Великолепный Филипп, известный своей вызывающей наглостью, наставил лорнет на худенькую незнакомку, скромным платьем похожую на гувернантку, живущую при графском доме. Шарлотта поспешила представить свою кузину, боясь, как бы шевалье не допустил хамской выходки.

— Мадемуазель Леони де Куртиль де Шавиньоль, моя кузина, — объявила она и добавила: — Я нахожу, что вопрос моей родственницы вполне закономерен. Сделайте милость, откройте причину вашего внезапного вторжения.

Де Лоррен неодобрительно поднял одну бровь.

— Причина ясна, графиня. Граф — ваш супруг, и мне кажется вполне естественным привезти его не к кому-нибудь, а именно к вам.

— Неужели он заболел впервые?

— Нет, конечно. Но на этот раз болезнь действительно серьезна, а парижский воздух, как вы знаете, не самый здоровый...

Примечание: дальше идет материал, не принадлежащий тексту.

PR #492, opened 2015-07-12
Add TLSA record for SSL connections.

PortableTech:
While not widely supported, there are some browser addons that can
validate DNSSEC and TLSA for additional out of band verification of
certificates when browsing the web.  Costs nothing to implement and
might improve security in some situations.


JoshData:
Can you change it to:

    # Add a DANE TLSA record for HTTPS, which some browser extensions might make use of.
    records.append(("_443._tcp", "TLSA", build_tlsa_record(env), "Optional. When DNSSEC is enabled, provides out-of-band HTTPS certificate validation for a few web clients that support it."))

(`HTTPS` is the correct term. `SSL` doesn't refer to any protocol currently in use anymore.)

PortableTech:
Done

PR #502, opened 2015-07-23
Add Mail-in-a-Box version status check.

nstanke:
I think it's more convenient to list all updates on the status page, rather than splitting them up. This PR removes the `version.html` page and moves the Mail-in-a-Box version checks. Also users will receive an e-mail when a new MiaB version is out.


JoshData:
Thanks. I don't want boxes to phone home without user consent, though. Let's make this an option?

nstanke:
Haven't thought of this, good point. What do you have in mind, would be handy if users could opt-in to receive update notifications.

JoshData:
A checkbox on the status checks page to opt-in would be great.

nstanke:
Hi,

just updated this PR to provide a enable/disable button on the status check page. I named the whole thing "privacy" because I thought we might have other "phone home" features in the future. 

Unfortunately I have no idea where to place the on/off switch and the explanation, for now I added a short text and two anchor tags to the status page. Also please excuse my poor Python, I'm sure there is a more elegant way to do this.

-Norman

JoshData:
Thanks. The setting should be saved in a new file in STORAGE_ROOT, however. Otherwise the setting would be lost when migrating to a new machine. (Also as-is, the setting would be reset on upgrade.)

See e.g. [here](https://github.com/mail-in-a-box/mailinabox/blob/d3bbc0ec9583711f0e9dc3a631db109b9351bfe6/management/dns_update.py#L631) and [here](https://github.com/mail-in-a-box/mailinabox/blob/d3bbc0ec9583711f0e9dc3a631db109b9351bfe6/management/dns_update.py#L713).

Using STORAGE_ROOT/settings.yaml would be fine.

nstanke:
Done. Did mostly copy-paste work from @ponychicken s custom-backup PR. I'm sure this needs a lot of polishing though.

JoshData:
Merged via a new commit. Thanks. Take a look at the commit log to see what I had to do to get this in, please.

— Зато воздух Сен-Жермена и проливной дождь для больного целительны?

— Лес, который от вас неподалеку, вот что полезно для его здоровья. И потом, вы провели достаточно времени в семействе герцога Орлеанского, чтобы знать, как он страшится любых заболеваний, если...

— Они заразны? Так это заразная болезнь?

— Трудно сказать, но не исключено.

— По-моему, было бы гораздо разумнее не привозить его сюда, а оставить дома. Насколько мне известно, господин де Сен-Форжа располагает покоями во дворце герцога?

— Это крошечные комнатки! В них невозможно ухаживать за больным! Поэтому мы подумали о вас, о вашем просторном доме, где больной никого не стеснит.

Тут послышался слабый голос больного:

— Посочувствуйте мне, дорогая! Я едва дышу. Мне так плохо. Боюсь, как бы не потерять сознания. Прикажите, чтобы меня отвели в мою спальню. Мой слуга устроит меня и займется багажом.

К Шарлотте подошел Мерлэн.

— Каковы будут распоряжения госпожи графини? — спросил он. — Слуга с мешками и двумя сундуками ждет.

Можно ли было отказать супругу в гостеприимстве при подобных обстоятельствах? Шарлотта распорядилась:

— Спальня покойной баронессы, моей матери, вполне во вкусе господина графа. Разожгите в ней камин и согрейте грелкой постель.

вернуться

18

Дикие утки без клюва и лап, изображавшиеся в профиль на гербах участников Крестовых походов, символизировали беззаветное рыцарское служение вдали от родины и намекали на полученные раны и увечья. (Прим. авт.)